A More Balanced Approach is Available

The House could readily produce the same amount of savings without sharp cuts in assistance for low-income families, if it wished to do so.  For instance, the Medicare Payment Advisory Commission (MedPAC), Congress’ official advisory body on Medicare payments, has identified tens of billions of dollars in excessive payments by Medicare to managed care plans.  The Senate achieved substantial savings in this area in its reconciliation bill.  The House achieved none.  Similarly, the House did far less than the Senate to lower the prices that Medicaid pays for prescription drugs, because the House essentially shielded the pharmaceutical companies.

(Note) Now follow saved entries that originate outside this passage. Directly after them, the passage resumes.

Issue #773, opened 2024-08-20
missing function in plot recipe


xzackli:
`_lookup_to_axis` doesn't appear to be defined anywhere, but is used in the Makie recipe.

https://github.com/rafaqz/DimensionalData.jl/blob/d10d0fc6bd2021487762d93eb711fb8084f7f567/ext/DimensionalDataMakie.jl#L384

rafaqz:
Ahh right I just changed it, we mustn't test plots going through that dispatch.

Do you have an example I can put in the tests?

PR #774, opened 2024-08-20
Changes _surface2 to use the correct conversion trait in Makie

ptiede:
I noticed that the recent change to allow for units seemed to break some of my tests. 
This is related to #773 and also impacted `ImageLike` since `_lookup_to_interval` had been mistyped as `_lookup_to_intervals`. Looking at the code, this wasn't caught in testing because `_surface2` always assumes that the conversion trait is `VertexGrid`.  

This PR tries to fix this by adding an additional argument to `_surface2` so that the specific conversion trait for that plot is used.

### DIFF
--- a/ext/DimensionalDataMakie.jl
+++ b/ext/DimensionalDataMakie.jl
@@ -42,12 +42,12 @@ Labels are found automatically, following this logic:
 
 $(_keyword_heading_doc(f))
 
-- `labeldim`: manual specify the dimension to use as series and get 
+- `labeldim`: manual specify the dimension to use as series and get
     the `labels` attribute from. Can be a `Dimension`, `Type`, `Symbol` or `Int`.
 """
 
 # Only `heatmap` and `contourf` get a colorbar
-function _maybe_colorbar_doc(f) 
+function _maybe_colorbar_doc(f)
     if f in (:heatmap, :contourf)
         """
         - `colorbarkw`: keywords to pass to `Makie.Colorbar`.
@@ -65,13 +65,13 @@ for (f1, f2) in _paired(:plot => :scatter, :scatter, :lines, :scatterlines, :sta
     f1!, f2! = Symbol(f1, '!'), Symbol(f2, '!')
     docstring = """
         $f1(A::AbstractDimVector; attributes...)
-        
+
     Plot a 1-dimensional `AbstractDimArray` with `Makie.$f2`.
 
     The X axis will be labelled with the dimension name and and use ticks from its lookup.
 
     $(_keyword_heading_doc(f1))
-    $AXISLEGENDKW_DOC     
+    $AXISLEGENDKW_DOC
     """
     @eval begin
         @doc $docstring
@@ -96,10 +96,10 @@ function _pointbased1(A, attributes; set_axis_attributes=true)
     args = Makie.convert_arguments(Makie.PointBased(), A2)
     # Plot attribute generation
     user_attributes = Makie.Attributes(; attributes...)
-    axis_attributes = if set_axis_attributes 
-        Attributes(; 
-            axis=(; 
-                xlabel=string(label(dims(A, 1))), 
+    axis_attributes = if set_axis_attributes
+        Attributes(;
+            axis=(;
+                xlabel=string(label(dims(A, 1))),
                 ylabel=DD.label(A),
                 title=DD.refdims_title(A),
             ),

To save $50 billion over the next five years — the approximate effect of the House bill — the House could have curbed the excessive payments to managed care plans (as recommended by MedPAC), lowered the cost of prescription drugs under the Medicaid program (as the Senate did), and cancelled two tax cuts exclusively for high-income people that are scheduled to start taking effect on January 1.  These two new tax cuts will be on top of existing tax cuts that, the Urban Institute-Brookings Tax Policy Center reports, already are providing average tax cuts of $103,000 apiece to people who make over $1 million a year.  Washington Post and Newsweek columnist Robert J. Samuelson, among others, has called for repealing the two new tax cuts before they take effect.

Indeed, the savings just from canceling the two new cuts, which will provide no benefit to middle-class households but confer an average tax cut (when the new tax cuts are phased in fully) of an additional $19,000 a year to people making over $1 million a year, would be more than enough to replace all of the House bill’s cuts in assistance programs for low-income families and individuals.